DATA PROVIDED:
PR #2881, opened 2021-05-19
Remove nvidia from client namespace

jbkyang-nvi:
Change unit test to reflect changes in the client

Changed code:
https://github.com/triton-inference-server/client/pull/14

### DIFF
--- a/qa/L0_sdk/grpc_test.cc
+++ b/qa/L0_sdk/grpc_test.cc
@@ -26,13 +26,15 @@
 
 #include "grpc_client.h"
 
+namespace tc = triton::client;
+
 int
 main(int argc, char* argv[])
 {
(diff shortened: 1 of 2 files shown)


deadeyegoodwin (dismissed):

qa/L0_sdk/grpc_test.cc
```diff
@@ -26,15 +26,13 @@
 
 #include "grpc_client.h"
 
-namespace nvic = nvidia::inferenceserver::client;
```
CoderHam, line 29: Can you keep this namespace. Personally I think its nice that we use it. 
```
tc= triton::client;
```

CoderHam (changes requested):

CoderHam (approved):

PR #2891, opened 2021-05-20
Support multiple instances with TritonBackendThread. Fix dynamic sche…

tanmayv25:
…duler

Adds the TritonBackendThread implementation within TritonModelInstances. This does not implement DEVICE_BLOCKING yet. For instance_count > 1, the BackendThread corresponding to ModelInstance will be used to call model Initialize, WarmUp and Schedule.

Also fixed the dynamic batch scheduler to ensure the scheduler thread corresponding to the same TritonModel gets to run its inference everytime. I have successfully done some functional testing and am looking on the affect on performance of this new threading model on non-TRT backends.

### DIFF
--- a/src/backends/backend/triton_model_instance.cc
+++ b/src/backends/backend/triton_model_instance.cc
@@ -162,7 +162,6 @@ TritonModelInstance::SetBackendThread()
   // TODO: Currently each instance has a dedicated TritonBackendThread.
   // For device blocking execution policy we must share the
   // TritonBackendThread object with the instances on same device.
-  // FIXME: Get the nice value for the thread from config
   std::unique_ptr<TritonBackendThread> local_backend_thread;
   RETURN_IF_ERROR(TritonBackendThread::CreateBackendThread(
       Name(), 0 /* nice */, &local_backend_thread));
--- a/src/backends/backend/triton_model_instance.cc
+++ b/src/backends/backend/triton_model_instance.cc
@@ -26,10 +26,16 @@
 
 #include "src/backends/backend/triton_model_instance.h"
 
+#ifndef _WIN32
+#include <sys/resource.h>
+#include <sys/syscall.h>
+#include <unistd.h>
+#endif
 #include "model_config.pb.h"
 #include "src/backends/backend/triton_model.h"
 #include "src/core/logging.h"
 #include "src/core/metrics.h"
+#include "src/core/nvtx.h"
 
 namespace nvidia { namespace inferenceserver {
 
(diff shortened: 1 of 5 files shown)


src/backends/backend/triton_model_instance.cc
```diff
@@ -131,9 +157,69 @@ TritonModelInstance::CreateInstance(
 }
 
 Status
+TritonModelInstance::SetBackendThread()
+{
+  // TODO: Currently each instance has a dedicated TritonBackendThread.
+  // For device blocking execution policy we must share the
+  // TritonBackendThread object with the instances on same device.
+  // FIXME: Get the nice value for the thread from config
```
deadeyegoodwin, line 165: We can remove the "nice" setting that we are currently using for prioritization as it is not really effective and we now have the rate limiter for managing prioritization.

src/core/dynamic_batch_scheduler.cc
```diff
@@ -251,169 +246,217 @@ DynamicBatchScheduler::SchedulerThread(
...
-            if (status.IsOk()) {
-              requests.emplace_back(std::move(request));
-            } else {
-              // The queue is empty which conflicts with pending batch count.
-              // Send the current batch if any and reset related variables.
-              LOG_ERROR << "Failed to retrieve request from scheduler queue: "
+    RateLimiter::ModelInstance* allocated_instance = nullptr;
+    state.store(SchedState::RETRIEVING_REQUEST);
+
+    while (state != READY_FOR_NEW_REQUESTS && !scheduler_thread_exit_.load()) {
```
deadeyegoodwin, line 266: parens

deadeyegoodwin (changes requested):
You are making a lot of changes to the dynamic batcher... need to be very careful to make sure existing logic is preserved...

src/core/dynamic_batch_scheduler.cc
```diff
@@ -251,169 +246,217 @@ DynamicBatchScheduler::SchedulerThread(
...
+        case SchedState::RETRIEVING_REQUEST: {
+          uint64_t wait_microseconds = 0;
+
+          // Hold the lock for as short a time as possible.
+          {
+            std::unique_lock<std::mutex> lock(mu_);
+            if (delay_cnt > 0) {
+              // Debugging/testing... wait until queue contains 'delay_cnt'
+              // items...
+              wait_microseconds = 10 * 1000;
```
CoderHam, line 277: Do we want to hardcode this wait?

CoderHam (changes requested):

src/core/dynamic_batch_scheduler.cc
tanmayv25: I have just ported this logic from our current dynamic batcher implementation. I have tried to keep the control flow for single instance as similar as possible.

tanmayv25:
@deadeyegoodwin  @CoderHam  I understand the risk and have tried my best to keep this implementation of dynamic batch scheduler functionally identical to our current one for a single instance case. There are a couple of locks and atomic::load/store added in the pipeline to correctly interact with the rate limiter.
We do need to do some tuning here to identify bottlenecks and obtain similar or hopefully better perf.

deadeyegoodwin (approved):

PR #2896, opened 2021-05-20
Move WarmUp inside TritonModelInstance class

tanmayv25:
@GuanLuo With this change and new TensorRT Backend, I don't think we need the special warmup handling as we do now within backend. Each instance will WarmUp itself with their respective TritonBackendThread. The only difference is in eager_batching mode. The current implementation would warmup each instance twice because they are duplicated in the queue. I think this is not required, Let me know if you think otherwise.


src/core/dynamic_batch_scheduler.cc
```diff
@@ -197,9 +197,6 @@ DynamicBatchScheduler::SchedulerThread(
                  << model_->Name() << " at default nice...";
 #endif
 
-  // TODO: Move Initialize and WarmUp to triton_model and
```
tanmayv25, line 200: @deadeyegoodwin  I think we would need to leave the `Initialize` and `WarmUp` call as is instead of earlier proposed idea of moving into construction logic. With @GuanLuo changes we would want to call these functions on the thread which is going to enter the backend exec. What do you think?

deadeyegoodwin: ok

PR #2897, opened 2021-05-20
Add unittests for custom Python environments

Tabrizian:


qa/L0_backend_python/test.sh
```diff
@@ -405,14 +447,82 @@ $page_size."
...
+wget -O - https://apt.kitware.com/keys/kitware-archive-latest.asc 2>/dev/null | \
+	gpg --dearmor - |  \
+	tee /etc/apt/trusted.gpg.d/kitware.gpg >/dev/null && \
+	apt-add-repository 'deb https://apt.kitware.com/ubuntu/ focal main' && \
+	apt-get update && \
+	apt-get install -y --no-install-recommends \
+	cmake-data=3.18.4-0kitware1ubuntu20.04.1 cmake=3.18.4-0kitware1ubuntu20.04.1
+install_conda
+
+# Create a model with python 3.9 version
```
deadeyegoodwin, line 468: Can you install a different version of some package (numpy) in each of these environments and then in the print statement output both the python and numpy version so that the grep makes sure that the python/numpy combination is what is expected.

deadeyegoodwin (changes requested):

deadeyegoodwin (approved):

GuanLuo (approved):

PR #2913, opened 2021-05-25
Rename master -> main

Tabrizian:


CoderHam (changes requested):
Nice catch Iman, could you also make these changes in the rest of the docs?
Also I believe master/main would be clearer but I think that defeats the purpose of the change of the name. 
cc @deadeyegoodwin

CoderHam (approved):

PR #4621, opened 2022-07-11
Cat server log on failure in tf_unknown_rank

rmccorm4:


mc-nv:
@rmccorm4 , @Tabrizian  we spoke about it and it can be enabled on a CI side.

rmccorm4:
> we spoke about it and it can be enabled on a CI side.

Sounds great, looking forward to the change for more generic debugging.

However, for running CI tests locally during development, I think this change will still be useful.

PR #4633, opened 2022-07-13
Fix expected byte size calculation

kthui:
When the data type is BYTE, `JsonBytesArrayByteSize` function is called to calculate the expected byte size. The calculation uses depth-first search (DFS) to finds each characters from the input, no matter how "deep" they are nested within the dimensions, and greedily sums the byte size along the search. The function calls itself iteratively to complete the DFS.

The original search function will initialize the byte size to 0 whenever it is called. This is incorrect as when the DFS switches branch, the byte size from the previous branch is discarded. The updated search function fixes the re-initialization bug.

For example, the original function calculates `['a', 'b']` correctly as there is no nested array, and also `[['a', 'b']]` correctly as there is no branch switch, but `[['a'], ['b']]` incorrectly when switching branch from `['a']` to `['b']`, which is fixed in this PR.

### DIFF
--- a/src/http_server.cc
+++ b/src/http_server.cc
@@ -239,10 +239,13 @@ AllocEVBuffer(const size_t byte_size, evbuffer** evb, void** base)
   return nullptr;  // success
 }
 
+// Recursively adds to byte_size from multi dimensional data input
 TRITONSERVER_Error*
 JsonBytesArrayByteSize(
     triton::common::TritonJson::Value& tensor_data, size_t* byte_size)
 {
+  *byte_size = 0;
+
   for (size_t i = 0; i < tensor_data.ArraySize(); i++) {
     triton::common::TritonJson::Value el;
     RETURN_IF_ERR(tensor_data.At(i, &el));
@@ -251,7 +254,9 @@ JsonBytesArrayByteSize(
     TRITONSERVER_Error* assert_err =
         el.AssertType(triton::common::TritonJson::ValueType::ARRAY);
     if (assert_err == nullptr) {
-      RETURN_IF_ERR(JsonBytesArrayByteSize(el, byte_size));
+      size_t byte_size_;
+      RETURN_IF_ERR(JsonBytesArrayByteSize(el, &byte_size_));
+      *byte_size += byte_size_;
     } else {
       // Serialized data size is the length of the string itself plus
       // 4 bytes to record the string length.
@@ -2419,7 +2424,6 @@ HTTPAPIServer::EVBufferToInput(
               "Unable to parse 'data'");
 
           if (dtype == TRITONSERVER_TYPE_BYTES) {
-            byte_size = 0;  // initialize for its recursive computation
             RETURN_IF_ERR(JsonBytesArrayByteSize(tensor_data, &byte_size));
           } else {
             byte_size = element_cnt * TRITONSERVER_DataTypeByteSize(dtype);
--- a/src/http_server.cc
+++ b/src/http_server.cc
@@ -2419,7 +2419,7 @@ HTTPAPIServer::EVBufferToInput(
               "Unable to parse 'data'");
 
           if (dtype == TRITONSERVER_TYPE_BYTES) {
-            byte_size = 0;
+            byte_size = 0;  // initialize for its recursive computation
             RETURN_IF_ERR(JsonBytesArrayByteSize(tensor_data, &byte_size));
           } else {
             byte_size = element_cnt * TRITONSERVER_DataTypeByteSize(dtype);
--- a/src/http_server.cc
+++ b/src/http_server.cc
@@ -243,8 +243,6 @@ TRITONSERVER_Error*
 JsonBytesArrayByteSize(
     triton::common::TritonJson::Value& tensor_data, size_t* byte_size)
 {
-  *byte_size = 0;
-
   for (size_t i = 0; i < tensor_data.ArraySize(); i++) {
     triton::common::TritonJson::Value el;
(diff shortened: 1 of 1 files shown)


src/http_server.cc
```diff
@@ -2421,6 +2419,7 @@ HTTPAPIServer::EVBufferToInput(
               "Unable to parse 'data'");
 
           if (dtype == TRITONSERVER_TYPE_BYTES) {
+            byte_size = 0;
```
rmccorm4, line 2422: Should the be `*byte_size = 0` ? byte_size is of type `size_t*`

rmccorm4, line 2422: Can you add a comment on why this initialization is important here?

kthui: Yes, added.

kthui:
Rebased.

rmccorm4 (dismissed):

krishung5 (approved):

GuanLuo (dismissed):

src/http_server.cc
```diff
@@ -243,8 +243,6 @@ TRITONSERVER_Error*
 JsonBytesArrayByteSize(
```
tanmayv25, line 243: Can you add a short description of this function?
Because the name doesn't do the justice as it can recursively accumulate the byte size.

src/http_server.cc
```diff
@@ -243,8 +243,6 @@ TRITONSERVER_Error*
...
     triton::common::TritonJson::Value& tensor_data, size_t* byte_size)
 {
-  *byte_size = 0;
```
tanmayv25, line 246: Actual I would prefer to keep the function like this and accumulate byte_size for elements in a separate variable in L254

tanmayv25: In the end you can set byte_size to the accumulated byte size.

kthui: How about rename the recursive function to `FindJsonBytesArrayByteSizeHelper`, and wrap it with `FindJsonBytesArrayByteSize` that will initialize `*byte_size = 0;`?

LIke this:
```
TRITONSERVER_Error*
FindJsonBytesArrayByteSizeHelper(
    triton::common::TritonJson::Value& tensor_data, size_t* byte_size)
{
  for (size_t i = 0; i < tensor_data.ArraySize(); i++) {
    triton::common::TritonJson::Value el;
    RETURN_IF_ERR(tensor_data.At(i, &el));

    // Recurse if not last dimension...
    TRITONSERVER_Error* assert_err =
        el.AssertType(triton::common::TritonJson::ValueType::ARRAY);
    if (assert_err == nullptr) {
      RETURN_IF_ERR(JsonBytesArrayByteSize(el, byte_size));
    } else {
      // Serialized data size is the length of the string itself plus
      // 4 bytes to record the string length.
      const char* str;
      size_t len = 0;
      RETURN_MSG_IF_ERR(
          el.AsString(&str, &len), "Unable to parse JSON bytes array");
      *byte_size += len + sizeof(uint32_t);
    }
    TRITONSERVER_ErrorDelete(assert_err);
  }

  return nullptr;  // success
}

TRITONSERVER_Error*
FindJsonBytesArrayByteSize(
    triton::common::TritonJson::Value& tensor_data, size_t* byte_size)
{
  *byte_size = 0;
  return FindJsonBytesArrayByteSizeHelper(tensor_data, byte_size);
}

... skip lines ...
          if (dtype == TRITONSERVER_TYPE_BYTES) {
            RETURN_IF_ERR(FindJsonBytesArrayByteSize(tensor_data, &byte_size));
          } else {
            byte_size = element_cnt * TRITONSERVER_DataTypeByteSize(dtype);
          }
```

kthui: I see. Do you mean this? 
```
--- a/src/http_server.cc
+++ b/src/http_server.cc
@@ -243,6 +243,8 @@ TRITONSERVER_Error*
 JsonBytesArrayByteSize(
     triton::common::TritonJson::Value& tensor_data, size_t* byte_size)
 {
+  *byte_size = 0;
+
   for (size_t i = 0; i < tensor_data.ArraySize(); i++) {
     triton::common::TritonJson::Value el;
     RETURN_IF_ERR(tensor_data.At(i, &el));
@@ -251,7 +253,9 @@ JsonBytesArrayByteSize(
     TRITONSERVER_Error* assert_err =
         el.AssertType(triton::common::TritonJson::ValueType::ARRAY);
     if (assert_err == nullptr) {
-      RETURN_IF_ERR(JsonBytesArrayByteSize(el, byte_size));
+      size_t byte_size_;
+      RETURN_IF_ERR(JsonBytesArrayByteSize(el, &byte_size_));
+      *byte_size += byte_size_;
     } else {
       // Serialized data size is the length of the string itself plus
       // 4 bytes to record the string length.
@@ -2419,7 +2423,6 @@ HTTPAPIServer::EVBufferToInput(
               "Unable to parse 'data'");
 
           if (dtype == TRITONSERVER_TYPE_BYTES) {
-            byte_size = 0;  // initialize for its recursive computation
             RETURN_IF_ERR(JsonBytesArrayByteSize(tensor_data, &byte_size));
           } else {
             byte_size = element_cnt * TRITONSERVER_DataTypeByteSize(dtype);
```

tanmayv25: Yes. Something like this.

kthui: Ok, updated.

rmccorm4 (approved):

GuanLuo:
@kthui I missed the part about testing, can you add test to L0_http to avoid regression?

ASSIGNMENT:
The answer must consist of each line from the data that includes the string "environments".

SOLUTION:
Add unittests for custom Python environments
deadeyegoodwin, line 468: Can you install a different version of some package (numpy) in each of these environments and then in the print statement output both the python and numpy version so that the grep makes sure that the python/numpy combination is what is expected.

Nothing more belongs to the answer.